The main reason to treat preferred stock as debt rather than equity is that it acts more like a bond than a stock, and investors buy it for current income, not capital appreciation. Like common stock, preferred stock represents an equity stake in a company, but its many features make it more like a debt security.

Limited Upside Potential

Both preferred stocks and bonds have limited upside potential. Bonds have maturity dates when the principal is repaid in full. The closer a bond gets to maturity, the closer it trades to its face value, or the amount to be repaid at maturity. Preferred stocks have call provisions, which is the ability of the issuer to call, or redeem, them at a predetermined value after a certain date. As a preferred stock gets closer to the call date, investors become reluctant to pay more for it than what it can be called for.

Fixed Income

Both preferred stock dividends and bond interest are typically fixed for the life of the security. Dividend yields on preferred stocks are usually similar to interest yields on comparable bonds. Investors buy bonds and preferred stocks for current income.

Interest Rate Sensitivity

Both preferred stocks and bonds are interest rate sensitive: When interest rates go up, both go down in price, and vice versa.

Safety of Principal

Preferred stocks and bonds are considered safer than common stocks. If a company goes into bankruptcy liquidation, its assets are sold to pay off the investors. Bondholders are paid ahead of stockholders, but preferred stockholders are paid ahead of common stockholders. The safety of both bonds and preferred stock depends on the issuer’s credit rating. Credit rating reflects a company’s ability to pay its obligations, be it bond interest or preferred stock dividends. When an issuer’s credit rating is changed, it affects the price of both its bonds and preferred stocks.
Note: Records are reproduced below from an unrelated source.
PR #89, opened 2020-11-26
Fix DocString for copy_to()

### LINKED ISSUE #88: copy_to depends on type not specified in docstring
The `GenericJob.copy_to` docstrings claim that the `project` argument is of type `ProjectHDFio`, but when passed an argument of this time raises an `AttributeError` because this class does not have access to the `job_table` method.

Minimum working example:
```python
pr = Project('scratch')
from pyiron_base.job.generic import GenericJob
job = pr.create_job(GenericJob, 'job')
print(type(job._hdf5))

> <class 'pyiron_base.generic.hdfio.ProjectHDFio'>

print(job.copy_to.__doc__.split('\n')[4])

> project (ProjectHDFio): The project to copy the job to. (Default is None, use the same project.)

copied = job.copy_to(project=job._hdf5)
AttributeError                            Traceback (most recent call last)
<ipython-input-7-fa95e13baac0> in <module>
----> 1 copied = job.copy_to(project=job._hdf5)

~/Liam/pyiron/pyiron_repos/pyiron_base/pyiron_base/job/generic.py in copy_to(self, project, new_job_name, input_only, new_database_entry, delete_existing_job)
    515         project = project or self.project
    516         new_job_name = new_job_name or self.job_name
--> 517         job_table = project.job_table(recursive=False)
    518         if len(job_table) > 0 and new_job_name in job_table.job.values:
    519             if not delete_existing_job:

AttributeError: 'ProjectHDFio' object has no attribute 'job_table'
```

jan-janssen:


pyiron_base/job/generic.py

Preferred Stock Vs. Bond Risk

Preferred stocks are riskier than bonds. If a company misses a bond interest payment, the bondholders can force it into bankruptcy to get their money back, but the company can cut or suspend dividends on preferred stock at any time with no recourse for investors. When a bond matures, it must be paid off in full, but a preferred stock call date is a right, not an obligation -- a company can choose not to call a preferred stock if it is to its advantage. For example, when interest rates are high, a company has no reason to call a low-yielding preferred stock if it then has to borrow at higher rates.